Oakland mayor doesn’t support using tax dollars to keep Raiders

Oakland Raiders players run a drill during rookie minicamp May 8 in Alameda.

Oakland Raiders players run a drill during rookie minicamp May 8 in Alameda.

(Jeff Chiu / Associated Press)

Although she said last year she would “fight like hell” to keep the Raiders, Oakland Mayor Libby Schaaf is also vowing not to use public funds to prevent the franchise from leaving.

Speaking to the San Francisco Chronicle, Schaaf said spending taxpayer money to finance a new stadium for the Raiders doesn’t make sense considering the city is still picking up the tab for renovations it made to Oakland Coliseum in the 1990s. The city shelled out $200 million to renovate the stadium for the Raiders and Athletics, and the debt won’t be paid off until 2026.

“That money we’re paying now is general-fund money we could spend on police, parks or libraries,” Schaaf told the newspaper.

The Raiders are seeking public funds to help finance a $900 million Oakland stadium project. The team and the NFL have collectively lined up $500 million and are looking for the city and county to shoulder the remaining costs.

“We don’t have $400 million lying around,” Schaaf said.

Alameda County Supervisor Keith Carson echoed Schaaf’s stance on the issue, saying it doesn’t make sense to pay for a new stadium when taxpayers are still paying for the old one. Fellow Supervisor Nate Miley said he would consider using various forms of public money aimed at keeping the team in town.

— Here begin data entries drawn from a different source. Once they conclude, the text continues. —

Issue #786, opened 2025-01-16
Hover over effects with saved chats and shared chats.


aldrin312:
Adding a hover over effect on the saved and shared chats that would reveal the options that user can do with them.
This would streamline the UX since it can reduce the actions needed to either delete a chat or renaming it. 
Right now the user needs to select the chat first before they have an option to do anything about it.

May I work on this issue?

humphd:
Yes, that makes sense to me, and matches what we do with hover-icons on chats.

PR #791, opened 2025-01-20
Hover over effects on ChatSidebarItem and FunctionSidebareItem

aldrin312:
Issue: #786 

Added a hover over effect on the sidebar items to improve UX. Making it easy to identify which item is about to be selected.
Also show the edit and delete icons when hovering over to reduce the number of actions needed to either delete or edit the items. 

Demo:
Recording 2025-01-20 at 14 32 23


aldrin312:
@humphd I don't think I have the permission to push directly to the repo.

PR #793, opened 2025-01-21
Sidebar's accordion state saved after reloading the page

### LINKED ISSUE #782: Page refreshes after deleting a shared chat.
When I was trying to delete a shared chart it refreshes the page and resets the accordions. Making me need to open the accordion again to delete another one. This can get annoying if i want to delete multiple shared chats consecutively. 

As can be seen here:

Recording 2025-01-15 at 14 26 32

A possible solution being able to delete them without needing to select them first. This also reduce the number of actions needed to delete a shared chat.

mulla028:
Closes #782

## Description 

Accordion saves item's index in the `localStorage`, so every time user deletes chat or refreshes the page he doesn't need to re-open appropriate tab. However, default value of index is still `0` which is `Saved Chats` Accordion Item. Therefore, if user opens sidebar first time for the session, the accordion will open `Saved Chats` item.

## Preview
ScreenRecording2025-01-21at4 58 18PM-ezgif com-video-to-gif-converter

### DIFF
--- a/src/components/Sidebar/SidebarContent.tsx
+++ b/src/components/Sidebar/SidebarContent.tsx
@@ -302,15 +302,7 @@ function SidebarContent({ selectedChat, selectedFunction }: SidebarContentProps)
 
   const handleAccordionChange = (expandedIndex: number | number[] | undefined) => {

As for Schaaf, the only public money she would consider using would involve funds for transportation and upgrading the stadium’s land, she said. She believes a new stadium for the Raiders should be privately financed.

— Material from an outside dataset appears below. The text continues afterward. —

Issue #792, opened 2025-01-21
Icon for settings and logout in the header menu.


aldrin312:
I was having issues trying to find the settings initially, couldn't find it until I took the time to thoroughly look for it. When I found it didn't have an icon beside it indicating that its the settings, which I was originally searching for at first.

In February, the Raiders and San Diego Chargers announced plans for a $1.7-billion joint stadium project in Carson. Shortly after the announcement, Raiders owner Mark Davis said keeping the team in Oakland was his top priority.

Davis told reporters at the NFL owners’ meetings last week that the team is finally starting to talk with Oakland and Alameda County leaders, but didn’t seem optimistic about reaching a deal. He indicated time is running short on crafting a viable plan to keep the Raiders from moving.

“Let the people at the city and county know what you want done,” Davis told a group of Raiders fans at the owners’ meetings in San Francisco on May 19. “You’ve got a willing partner here. But you’ve got to do it quick, man, that’s all I’ve got to say.”

Times staff writer Sam Farmer contributed to this report.